─── TASK DATA ───
PR #1300, opened 2021-03-16
Send BCC on emailing to more than 1 student from metrics

oliverli:
## Description

When contacting multiple students using the metrics feature, email students in a mass BCC list to ensure student privacy (so that students do not know the identities of other contacted students).

## Motivation and Context

Alleviates student privacy concerns

## How Has This Been Tested?

Tested by selecting 0, 1, 2, and 10+ students in the metrics feature.

Found some bugs and possible issues in metrics:

* When 0 students are selected, every single previous selection opens `mailto` again (and `update_watchlist`) is called for each of them which results in an error banner message. The called instances should be cleared after each successful contact action
* If a user is using an external application (e.g. Outlook) as their default mail client to handle `mailto` links, clicking contact results in a new `about:blank` page as we are opening the link as a popup, which can be annoying. I tried to make the local tab the target of the `mailto` link itself, but a user using a web application as the mail client will be redirected there instead of a popup. Seems to be a catch-22
* When a popup blocker is enabled and blocking the links, an error message is displayed. Perhaps a more targeted "please disable your popup blocker" message is in order?

## Types of changes

- [X] New feature (non-breaking change which adds functionality)

## Checklist:

### DIFF
--- a/app/assets/javascripts/watchlist.js
+++ b/app/assets/javascripts/watchlist.js
@@ -326,7 +326,10 @@ function get_watchlist_function(){
       instance_ids = instance_ids.concat(new_instances[user_id]["instance_ids"]);
     });
   
-    if (instance_ids.length > 0) {
+    if (instance_ids.length > 1) {
+      window.open(`mailto: ?bcc=${emails}`, "_blank");
+      update_watchlist(method, instance_ids);
+    } else if (instance_ids.length > 0) {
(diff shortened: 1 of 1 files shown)


ashleyzhang (approved):
LGTM

Note: discussed in meeting about bugs found in test plan - the first issue about the error banner is being addressed in another PR, the external application problem seems relatively minor, and the popup blocker error message should be addressed in the future.

PR #1301, opened 2021-03-16
Contact and Resolved Button Not Greyed Out when there are no students

amartinez116:
Updated the logic of graying out buttons when there are not any students in that specific tab.

## Description

I moved the tab switching logic into its own function. Now, we check if that tab has any students. If there are not any students then we have to make the buttons not active. If there are students, then we show the relevant buttons. 

## Motivation and Context

(Before)
image

(After)
image

## How Has This Been Tested?

Tested this locally by having empty tabs with no students along with other tabs with students. Logic should still work when moving students from one tab to the other. Example: Moving students from new --> contact should update the buttons visibility if the tab goes from empty to nonempty (or vice versa, non empty to empty). 

## Types of changes

## Checklist:

### DIFF
--- a/app/assets/javascripts/watchlist.js
+++ b/app/assets/javascripts/watchlist.js
@@ -169,7 +169,7 @@ function get_watchlist_function(){
   var selected_user_ids = []
 
 	$.getJSON(watchlist_endpoints['get'],function(data, status){
-	    if(status=='success') {
+	    if (status=='success') {
 	    	var new_empty = 1;
 	    	var contacted_empty = 1;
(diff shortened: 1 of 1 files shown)


xinyis991105 (approved):
LGTM!
Tested by
1) Resolving all students in the new tab. Both buttons are greyed out as expected.
2) After refreshing new instances (either through metrics change or the buggy refresh button), both buttons are enabled again.
3) Changing one tab from another. The buttons are greyed out or enabled according to its tab information as expected.
4) Resolving all students in contact tab. The resolve button is disabled as expected.

PR #1303, opened 2021-03-23
Remove duplicates of archived instances

ashleyzhang:
## Description
This PR fixes a bug in the metrics watchlist where archived instances are duplicated in other tabs. The expected behavior is that when an instructor changes the metrics, the watchlist refreshes and moves all previous contacted and resolved instances to archived. The contacted and resolved tabs should then be empty until the instructor takes further action.

The existing code does not consider that archived instances still have a status of contacted or resolved. The fix is to add an `else` block so the new, contacted, and resolved tabs are only populated if the current instance is not archived.

## Motivation and Context
Part of a series of bug fixes for the new metrics feature.

## How Has This Been Tested?
When the metrics are changed and saved, the contacted and resolved tabs should be empty. The archived tab should contain all instances previously in contacted and resolved. The contacted and resolved tabs should only populate after clicking contact or resolve on any new instances.
image
image
image
Instances in the new tab should reflect the changed metrics.

## Types of changes

## Checklist:

### DIFF
--- a/app/assets/javascripts/watchlist.js
+++ b/app/assets/javascripts/watchlist.js
@@ -201,23 +201,24 @@ function get_watchlist_function(){
           if (_.get(watchlist_instance,'archived')) {
             archived_empty = 0;
             addInstanceToDict(archived_instances, id, user_id, course_id, user_name, user_email, condition_type, violation_info);
-          }
-          switch(_.get(watchlist_instance,'status')){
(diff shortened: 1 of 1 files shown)


victorhuangwq (approved):
LGTM. Straightforward fix.
Tested and the watchlist items are no longer appearing twice.

PR #1139, opened 2020-04-29
(Dark) Theme implementation

tamnguyen98:
This is a feature I've been working on for my school (Washington State University - Vancouver) version of Autolab. I have communicated with you guys on Slack about this feature and it seems like you guys may be interested in implementing this feature on your repository. You may wonder why there are a lot of changes being erb's file and the reason was that I had to make it work with the main scss stylesheet. 

Summary of this pull request:

- Ability to change the theme from navbar, and account settings
- All visible CSS (like style and navbar) files reference the _theme.css color variables
- All color changes should only need to be made in _theme.css (follow the dark class layout)
- To minimize the number of files to be edited for a future theme, style.css.scss overrides any CSS that is from a third-party tool (such as slickgrid)
    - All tables should have the same (roughly) theme

Minor edits to some layouts consist of:
- Added a divider under the 'Courses' text
- Change the viewFeedback page to output code in a code block
- Fixed some erb's incorrect HTML tags and surrounding text in text tags (e.g., i, p, ref, etc.)
- Remove in-page static style attributes, such as "red" and "white" class (this overrides the theme)

Some things to consider:
- Changing the _theme.css visible variable's name to something meaningful instead of hex values

PR #1306, opened 2021-03-28
Migrations for git submission

fanpu:
## Description
This adds relevant migrations for the Git submission feature

## Types of changes

## Checklist:

### DIFF
--- a/db/schema.rb
+++ b/db/schema.rb
@@ -10,7 +10,7 @@
 #
 # It's strongly recommended that you check this file into your version control system.
 
-ActiveRecord::Schema.define(version: 2021_03_24_223858) do
+ActiveRecord::Schema.define(version: 2021_03_28_201958) do
 
   create_table "annotations", force: :cascade do |t|
     t.integer "submission_id"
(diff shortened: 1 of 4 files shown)


db/schema.rb
```diff
@@ -334,7 +338,6 @@
     t.string "school"
     t.string "major"
     t.string "year"
-    t.string "theme", default: "default"
```
fanpu, line 337: The theme field was erroneously introduced into the users schema based on https://github.com/autolab/Autolab/pull/1234/files#diff-cbf8b25d6d853acf58fa9057841f407d29ffe90649c75cf9e3f51b2d6e3aa1d3R337. I believe the reason was because Xinyi ran the migrations for https://github.com/autolab/Autolab/pull/1139/files#diff-e625c8fa2a7f730fcafe9acb6d8bf1c1fba45511b896c86185cf4d06c0bc354eR3 when reviewing the PR and committed the schema as well by accident. But in any case, this will remove this field

db/schema.rb
```diff
@@ -154,6 +156,8 @@
     t.datetime "cgdub_dependencies_updated_at"
     t.text "gb_message"
     t.string "website"
+    t.string "git_access_key"
+    t.string "classroom_name"
```
ashleyzhang, line 160: nit: would it be clearer to name this "git_classroom_name"?

ashleyzhang (approved):
Just a small nit, but LGTM otherwise if you decide it's better as is

db/schema.rb
fanpu: Good suggestion, fixed!

PR #1308, opened 2021-03-29
Generalize Course/Assessment "Average" to allow arbitrary titles/functions

Joshlete:
* Move defaultCategoryAggregation into CourseBase
   (allows per-course overrides)

* Don't show Aggregate rows in manage course when agg name is nil
   (stream lines display when aggregate is unused/unneeded)

* courseAggregate takes two parameters to prevent key collisions

* Fix Statistics.mean doesn't work for averages

## Description

This commit changes how Autolab calculates and handles course averages and scoring. Our changes allow
new functions to be defined in the course.rb file for a given course, which can calculate assignment
category grades based on assignments, allowing for custom weights and other calculations. The overall
course average function can call these assignment category functions to generate a fully customized
weighted grade to return to the user. We also allow for specific column names for each function, and
the column will be hidden/not shown if the column name is nil. Some variables have been changed from
scalar to hash format, and we now accept two parameters to the final courseAggregate function to avoid
key collisions. 

There is also a small bugfix included, where the backup for Statistics.mean doesn't work in the 
CourseBase.rb file, which needed to be fixed before our code worked.

## Motivation and Context

This feature was requested by one of our professors so that they could better represent student grades
in the Autolab gradebook; specifically, he wanted to be able to calculate more specific weighted
averages and incorporate them into an accurate final grade.

## How Has This Been Tested?

The course aggregate feature is in-use on the WSUV production version of Autolab, on top of our 
WSUV-specific commits and a recently rebased cmu-master pull. We have also created some virtual 
development instances with CMU's master branch pulled, and only the aggregate commits on top of that
branch, to ensure that the commits work on an unmodified version of Autolab's current commits.

## Types of changes

## Checklist:

- [x] My change requires a change to the documentation, which is located at [Autolab Docs]
       - (possibly, if documentation would be helpful in features.md)

### DIFF
--- a/app/controllers/courses_controller.rb
+++ b/app/controllers/courses_controller.rb
@@ -50,15 +50,16 @@ class CoursesController < ApplicationController
       cols[asmt.name] = final_scores
     end
 
-    # category averages
+    # category aggregate scores
     @course.assessment_categories.each do |cat|
       next unless matrix.has_category? cat
+      next if matrix.category_aggregate_name(cat).nil?
 
-      cols["#{cat} Average"] = matrix.averages_for_category cat
+      cols["#{cat} #{matrix.category_aggregate_name(cat)}"] = matrix.aggregates_for_category cat
     end
 
-    # course averages
-    cols["Course Average"] = matrix.course_averages
+    # course aggregate
+    cols["Course #{matrix.course_aggregate_name}"] = matrix.course_aggregates
 
     # calculate statistics
     @course_stats = {}
--- a/app/controllers/gradebooks_controller.rb
+++ b/app/controllers/gradebooks_controller.rb
@@ -87,15 +87,15 @@ class GradebooksController < ApplicationController
       cols[asmt.name] = final_scores
     end
 
-    # category averages
+    # category aggregates
     @course.assessment_categories.each do |cat|
       next unless matrix.has_category? cat
 
-      cols["#{cat} Average"] = matrix.averages_for_category cat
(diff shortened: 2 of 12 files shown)


oliverli:
Hi @Joshlete! I've looked through this PR a couple of times and I'm having a hard time understanding what functionality it is adding on top of the custom weighted averages feature we current have. Could you include a sample use case and `course.rb` for course aggregates?

Joshlete:
Hi @Oliverli,

Sorry for the confusion, I don’t think we were completely clear on the scope of the changes in our commits and the last WSUV team’s commits. The main feature of our Course Aggregates is customizing the headers for the graded columns; in Gradebook view, the :name value assigned by each function (including the overall course aggregate function) will appear as the display name for the corresponding category columns in the Gradebook, in both student and teacher views. 

To enable this, several backend definitions were changed so that rather than returning a scalar of the category average, the functions in course.rb instead return a hash. The hash contains both that score value and a :name value that will appear at the top of the corresponding columns in Gradebook view.

We have also largely changed the notation to refer to these scores as ‘aggregates’ rather than ‘averages’. 

There was a single BugFix in our code as well, where the statistics.mean return value and backup grade calculations in CourseBase.rb did not work in our production version, but that issue may have been resolved already.

As an example, if an instructor wants to display a category to students as “Homework Total Score” instead of “Homework Average”, changing the :name returned by that category in its hash will change the displayed name in Gradebook views, reflecting the change to the specified :name.

Thank you!

WSUV Autolab Team

PR #1310, opened 2021-03-30
Fix the bug where saving no risk conditions throws an error

xinyis991105:
## Description
Currently, on master, if you save on no risk conditions in metrics, an error is thrown.
Screen Shot 2021-03-31 at 1 53 41 AM
This PR fixes this. This PR also only considers unarchived instances as current instances when refreshing. This is because when we check for redundancy, we only consider instances with current risk condition id's. Instances with current risk condition id's are not archived by our design and only those with deprecated risk condition id's are archived. This is to filter out some unnecessary instances to load.

## Motivation and Context
This is for the integrity of the metrics feature.

## How Has This Been Tested?
A holistic testing on the refresh mechanism is recommended. Step 1 is required for this PR.
1. Select a course. Save on no risk conditions. A success message should pop up and there is no instance in the new, contacted, or resolved tabs.
2. Select some risk conditions and save. Confirm that there are expected instances in the new tab and nothing in contacted or resolved. Resolve/contact some of them. Make sure resolved/contacted instances show up in the corresponding tabs. Hit refresh without changing your risk conditions. Confirm that nothing changes in the three tabs.
3. Bulk contact all instances. Hit refresh without changing your risk conditions. Nothing should've changed.
4. Bulk resolve all instances. Hit refresh. Nothing should've changed.
5. Remove your conditions one by one. Every time after saving, make sure the tags for each student in the new tab are consistent with your conditions. Do so until you save on no risk condition again and make sure that works too. During this process, feel free to resolve/contact and refresh without changing risk conditions.
6. Add your conditions one by one. Make sure everything works as expected.
7. Change your conditions in a partitioned manner. New risk conditions do not overlap with old conditions. Save and make sure everything works as expected.
8. Change your conditions in an overlapping manner. Make sure everything works as expected.
9. Don't change your conditions but tweak the parameters of your conditions. Save and see that everything works as expected.
10. Don't change your conditions. Just uncheck and check back your old conditions. Save and see that everything works as expected.

## Types of changes

## Checklist:

### DIFF
--- a/app/models/watchlist_instance.rb
+++ b/app/models/watchlist_instance.rb
@@ -26,13 +26,14 @@ class WatchlistInstance < ApplicationRecord
     begin
       course = Course.find_by(name: course_name)
       current_conditions = RiskCondition.get_current_for_course(course_name)
-      current_instances = WatchlistInstance.where(course_id: course.id)
+      current_instances = WatchlistInstance.where(course_id: course.id, archived: false)
     rescue NoMethodError
       raise "Course #{course_name} cannot be found"
     end
 
     # update!
     new_instances = []
+    deprecated_instances = current_instances
     # now check current conditions
     if current_conditions.length == 0
       # case 1: no current risk conditions exist


victorhuangwq (approved):
Tested Locally. Saving no risk conditions no longer throws an error.

PR #1328, opened 2021-04-12
Add emails to watchlist

ashleyzhang:
## Description
This PR changes the metrics feature watchlist to add student email addresses directly below student names in small grey font.
Screen Shot 2021-04-11 at 11 00 55 PM

## Motivation and Context
Since instructors often search for students based on the student IDs associated with their emails, we want to make student emails visible in the watchlist.

## How Has This Been Tested?
The email address should always appear directly below the student's name.

## Types of changes

## Checklist:

### DIFF
--- a/app/assets/javascripts/watchlist.js
+++ b/app/assets/javascripts/watchlist.js
@@ -18,12 +18,13 @@ function get_html_empty_message(message){
       </div>`;
 }
 
-function get_name_html(name) {
+function get_name_email_html(name, email) {
   return `
       <div class="ui checkbox select_single">
         <input type="checkbox"/>
         <label>
           <p class="name_label"> ${name} </p>
+          <p class="email_label"> ${email} </p>
         </label>
       </div>`;
 }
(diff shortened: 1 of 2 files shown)


victorhuangwq:
Thanks for the quick work! Looking at the screenshot I'm wondering if it would look better if the checkbox on each instance is top down centered?

ashleyzhang:
Good point, I agree - here's how it looks now!
Screen Shot 2021-04-12 at 11 00 22 AM

victorhuangwq:
I think this looks okay. @amartinez116 can you weigh in as well?

amartinez116:
I think it looks good! 
Nit: in the gradebook we made the emails clickable and that leads to the same link as our icon (student's gradebook). Not sure if we want to pick consistency over clarity?

ashleyzhang:
> Nit: in the gradebook we made the emails clickable and that leads to the same link as our icon (student's gradebook). Not sure if we want to pick consistency over clarity?

Ooh that's definitely a good point - but I actually think it's better as is, solely because the name and email are labels on the checkbox, which means that clicking the name or email also checks the checkbox. It might be a little frustrating if going to the gradebook caused the checkbox to be clicked as well. We could change it so that clicking the name and email doesn't affect the checkbox, but that'd significantly reduce the size of the clickable area.

Although I do think it'd look better than having the current outgoing link icon for the gradebook... open to more feedback!

victorhuangwq:
My personal opinion is that this is good for now. With our watchlist instance I don't think we need them to click into the gradebook often anyways

amartinez116:
Sounds good to me, we can leave it as is.

victorhuangwq (approved):
LGTM!
Tested Locally

Issue #1166, opened 2020-05-21
Hidden files in archive with filenames beginning with . (period) do not appear on Speedgrader


oliverli:
As per title. My friend reports that these hidden files aren't being extracted for autograding as well, but I'm still trying to replicate that.

PR #1335, opened 2021-04-19
Show hidden file in speedgrader

xinyis991105:
## Description
This PR addresses #1166.

## Motivation and Context
The current master does not support showing hidden files whose file name starts with a period, which could be problematic for some instructors. This is now enabled.
(To whoever reviews this PR: But can I know why hidden files are also considered mac_bs_file in the archive library? What does the term mean in the first place? 😂 )

## How Has This Been Tested?
Submit an archive file with a hidden file in it. It should now appear alright in the speedgrader.
hidden file

## Types of changes

## Checklist:

### DIFF
--- a/lib/archive.rb
+++ b/lib/archive.rb
@@ -25,8 +25,7 @@ module Archive
         header_position: i,
         mac_bs_file: pathname.include?("__MACOSX") ||
           pathname.include?(".DS_Store") ||
-          pathname.include?(".metadata") ||
-          File.basename(pathname).start_with?('.'),
+          pathname.include?(".metadata"),
         directory: looks_like_directory?(pathname)
       }
     end


lib/archive.rb
```diff
@@ -25,8 +25,7 @@ def self.get_files(archive_path)
         header_position: i,
         mac_bs_file: pathname.include?("__MACOSX") ||
```
amartinez116, line 26: Not related to your changes but  "__MACOSX" is a folder not a file. Therefore, it still appears in the speedgrader.

image

amartinez116:
LGTM. I think they called it "mac_bs_file" because of all the extra files macs make :/ also can we make a separate task for the "__MACOSX" folder issue?

amartinez116 (approved):

lib/archive.rb
xinyis991105: Just to make sure, does it mean we don't want to display any folders in the archive that contains "__MACOSX"?

amartinez116: Yup. That's a folder that mac creates when someone archives something.

xinyis991105: Cool I'll submit another PR to fix this soon!

Issue #1357, opened 2021-05-30
Announcements not displaying correctly


fanpu:
**Your environment**
Linux, Autolab master

**Steps To Reproduce**
1. Course -> Manage Announcements

**Current behavior**
Start/end times of announcements are not displaying correctly:

![Screenshot_select-area_20210530003315](https://user-images.githubusercontent.com/9707110/120092132-551f0d00-c143-11eb-8f6a-b4e67e0c08fe.png)

**Expected behavior**
Time should display properly

**Screenshots**

Thanks @cg2v for reporting this bug

PR #1359, opened 2021-05-30
Datetime picker result display fix

fanpu:
## Description

Addresses #1357

## Motivation and Context

The bug comes from the fact that altInput is specified, but the formatting is not specified. Usually one would do it with altFormat, but in this case we already have a template from @oliverli that also shows the time zone as well, so I decided to go with that to be more descriptive and consistent. 

## How Has This Been Tested?

Announcement start/end times now render properly, now with the time zone being specified as well

Screenshot_select-area_20210530012825

I have also checked that handin start/end times datepicker values, and extension times still render properly. 

## Types of changes

## Checklist:

### DIFF
--- a/app/assets/javascripts/initialize_datetimepickers.js
+++ b/app/assets/javascripts/initialize_datetimepickers.js
@@ -13,8 +13,13 @@
       $(datetimeElts[i]).flatpickr({
         enableTime: true,
         altInput: true,
-        altFormat: "Y-m-d H:i",
         defaultDate: defaultDate,
+        formatDate: (date, format) => {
───
◆ TASK TO COMPLETE:
Copy out every line of the data in which the word "better" is found.

◆ EXERCISE RESULT:
Just a small nit, but LGTM otherwise if you decide it's better as is
This feature was requested by one of our professors so that they could better represent student grades
Thanks for the quick work! Looking at the screenshot I'm wondering if it would look better if the checkbox on each instance is top down centered?
Ooh that's definitely a good point - but I actually think it's better as is, solely because the name and email are labels on the checkbox, which means that clicking the name or email also checks the checkbox. It might be a little frustrating if going to the gradebook caused the checkbox to be clicked as well. We could change it so that clicking the name and email doesn't affect the checkbox, but that'd significantly reduce the size of the clickable area.
Although I do think it'd look better than having the current outgoing link icon for the gradebook... open to more feedback!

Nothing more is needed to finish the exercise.